PR #1032, opened 2021-10-10
Add nix-shell support

JonathanLorimer:
This PR adds support for a development nix shell. Instructions on how to install nix can be found [here](https://github.com/informalsystems/cosmos.nix#setup), although there is no cache support yet. This should allow a developer to have a complete dev environment by running `nix develop` from the project root.

NOTE: All the build and test steps still use maven, you can just run those commands from within the dev shell with all the dependencies (jdk8, scala 2.12, etc) pinned. The dev shell does come with a `scalafmt` pre-commit hook though, this will only be present after you enter the dev shell, and it is git ignored.


shonfeder:
Thanks, @JonathanLorimer! This is great :)

I see that the documentation TODO is checked, but I don't actually see any documentation associated. Were you planning on adding something? If not, I can add whatever I think is appropriate (probably just a few lines in the `CONTRIBUTING.md`).

shonfeder:
No worries! For now, I don't think we need much more in the way of documentation than a link to the `cosmos.nix` `README.md` and instructions and the invocation to build and run the shell. Oh, and probably the most important think is noting how to take advantage of the dev env when using IntelliJ, which most of the team uses.

Once I figure out out how to get a nice, seamless integration with emacs working, I can add that myself.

WHAT IS REQUIRED:
For every line of the data above that contains "from", copy that line.

ANSWER FOR THIS EXERCISE:
This PR adds support for a development nix shell. Instructions on how to install nix can be found [here](https://github.com/informalsystems/cosmos.nix#setup), although there is no cache support yet. This should allow a developer to have a complete dev environment by running `nix develop` from the project root.
NOTE: All the build and test steps still use maven, you can just run those commands from within the dev shell with all the dependencies (jdk8, scala 2.12, etc) pinned. The dev shell does come with a `scalafmt` pre-commit hook though, this will only be present after you enter the dev shell, and it is git ignored.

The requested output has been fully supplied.